No industrialization should be allowed within a 200 m buffer of the Ganga. We want to make this a political issue and rally the leaders.
Since this issue requires government support, the government needs to take strong, tenacious action. For the government to take action, it needs to be motivated. For the government to be motivated, it needs to hear from Indian citizens (both in India and abroad).
If I were to take Buddha’s life and values to heart, I would believe that the person who nurtures a being has a right over it, and the person who helps destroy something has no rights over it (remember when the Buddha picked up a bird injured by an archer’s arrow?). So far Rakesh Jaiswal and others like him are doing everyone else’s work—they are trying to protect the Ganga on everyone’s behalf. Though an extremely courageous action, they cannot succeed with so many people (and commercial interests) against them—for you are against them if you help pollute the Ganga, or do nothing to save it.

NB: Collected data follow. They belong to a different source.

PR #3231, opened 2023-11-14
Fix extraction of form coefficients in MG

pbrubeck:
# Description
I was mistakenly trying to `extend()` a tuple in the extraction of coefficients inside `inject_on_restrict`. To fix this, we now build an iterable of coefficients using `chain.from_iterable`, which does not rely on the assumption that `form.coefficients()` is a tuple.

### DIFF
--- a/firedrake/mg/ufl_utils.py
+++ b/firedrake/mg/ufl_utils.py
@@ -206,19 +206,19 @@ def coarsen_nlvp(problem, self, coefficient_mapping=None):
         forms = (finectx.F, finectx.J, finectx.Jp)
         coefficients = unique(chain.from_iterable(form.coefficients()
                               for form in forms if form is not None))
-        for fine in coefficients:
-            if hasattr(fine, '_child'):
-                if is_dual(fine):
-                    manager.restrict(fine, fine._child)
+        for c in coefficients:
+            if hasattr(c, '_child'):
+                if is_dual(c):
+                    manager.restrict(c, c._child)
                 else:
-                    manager.inject(fine, fine._child)
+                    manager.inject(c, c._child)
         # Apply bcs and also inject them
         for bc in chain(*finectx._problem.bcs):
             if isinstance(bc, DirichletBC):
                 bc.apply(finectx._x)
-                fine = bc.function_arg
-                if isinstance(fine, firedrake.Function) and hasattr(fine, "_child"):
-                    manager.inject(fine, fine._child)
+                g = bc.function_arg
+                if isinstance(g, firedrake.Function) and hasattr(g, "_child"):
+                    manager.inject(g, g._child)
 
     V = problem.u.function_space()
     if not hasattr(V, "_coarse"):
--- a/firedrake/mg/ufl_utils.py
+++ b/firedrake/mg/ufl_utils.py
@@ -7,6 +7,7 @@ from ufl.duals import is_dual
 from functools import singledispatch, partial
 from itertools import chain
 import firedrake
+from firedrake.utils import unique
 from firedrake.petsc import PETSc
 from firedrake.dmhooks import (get_transfer_manager, get_appctx, push_appctx, pop_appctx,
                                get_parent, push_parent, pop_parent, add_hook)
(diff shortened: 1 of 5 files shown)


firedrake/mg/ufl_utils.py
```diff
@@ -199,13 +199,14 @@ def coarsen_nlvp(problem, self, coefficient_mapping=None):
...
+
     def inject_on_restrict(fine, restriction, rscale, injection, coarse):
         from firedrake.bcs import DirichletBC
         manager = get_transfer_manager(fine)
         finectx = get_appctx(fine)
-        coefficients = finectx.F.coefficients() + finectx.J.coefficients()
-        if finectx.Jp is not None:
-            coefficients += problem.Jp.coefficients()
+        coefficients = chain.from_iterable(map(get_coefficients, (finectx.F, finectx.J, finectx.Jp)))
         coefficients = tuple(OrderedDict.fromkeys(coefficients))
```
connorjward, line 210: What does this line even do? Is it needed? At the very least `OrderedDict` isn't needed as Python dicts are now always ordered.

firedrake/mg/ufl_utils.py
```diff
@@ -226,9 +227,7 @@ def inject_on_restrict(fine, restriction, rscale, injection, coarse):
 
     # Build set of coefficients we need to coarsen
     seen = set()
-    coefficients = problem.F.coefficients() + problem.J.coefficients()
-    if problem.Jp is not None:
-        coefficients.extend(problem.Jp.coefficients())
+    coefficients = chain.from_iterable(map(get_coefficients, (problem.F, problem.J, problem.Jp)))
```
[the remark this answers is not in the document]
connorjward: This should also be defined below where we actually loop over `coefficients`.

connorjward:
Oh and could we have a test?

firedrake/mg/ufl_utils.py
```diff
@@ -199,13 +199,14 @@ def coarsen_nlvp(problem, self, coefficient_mapping=None):
...
+        return tuple() if form is None else form.coefficients()
+
     def inject_on_restrict(fine, restriction, rscale, injection, coarse):
         from firedrake.bcs import DirichletBC
         manager = get_transfer_manager(fine)
         finectx = get_appctx(fine)
-        coefficients = finectx.F.coefficients() + finectx.J.coefficients()
-        if finectx.Jp is not None:
-            coefficients += problem.Jp.coefficients()
+        coefficients = chain.from_iterable(map(get_coefficients, (finectx.F, finectx.J, finectx.Jp)))
```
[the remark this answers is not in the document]
pbrubeck: This is definitely better, thanks

firedrake/mg/ufl_utils.py
pbrubeck: Here we get a sorted tuple of unique coefficients, this was present in the first version of this code without no-ops to avoid extra work, and we want to have the same ordering on all ranks because restrict and inject are collective.

connorjward: Got it. Would you mind using [this function](https://github.com/firedrakeproject/firedrake/blob/0fcac11c41ee7b0248d3d9e0fea97d308a6d5edb/firedrake/slate/slate.py#L1392) then? Would be much clearer. The function should also be moved to `utils.py`.

firedrake/mg/ufl_utils.py
```diff
@@ -199,13 +199,14 @@ def coarsen_nlvp(problem, self, coefficient_mapping=None):
     if hasattr(problem, "_coarse"):
         return problem._coarse
 
+    def get_coefficients(form):
+        return tuple() if form is None else form.coefficients()
```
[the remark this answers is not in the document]
pbrubeck: This is gone

firedrake/mg/ufl_utils.py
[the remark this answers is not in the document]
pbrubeck: I like the generator, I am only using it once per for loop, hence only defining it in the same line as the for loops.

firedrake/mg/ufl_utils.py
connorjward: Using a `seen = set()` approach is also completely fine. It's just much more readable to have this as a `utils.py` function in my opinion. If the same exists in `variational_solver.py` then that could also be changed.

JDBetteridge: Is a `set()` fine? I thought we were worried about ordering!

pbrubeck: Yhe `seen = set()` is used differently in variational_solver.py. There we don't want to visit the same functionspace more than once (as opposed to re-visiting the same coefficient that may appear in more than form). The unique approach only makes sense in mg/ufl_utils.py

pbrubeck: On a second thought, we may first obtain the unique coefficients and then get the unique function spaces to get the unique dms of the problem

connorjward (approved):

Jaiswal has received death threats from industries for hurting their businesses. We asked him why he still goes on with his work. “This is all I can do, if I try to not do it, this works brings me back to it. Rakesh means the moon, and I am the moon that sits on Lord Shiva’s locks. I protect the Ganga.”
She gives us life, and we give her … death?
For now, the Ganga belongs to Jaiswal and others like him. We need to do something to help the Ganga. Or forsake your rights to the holiest of all rivers. For tomorrow, there will be no river to save.
Ritu Primlani is President and Executive Director, Thimmakka’s Resources for Environmental Education.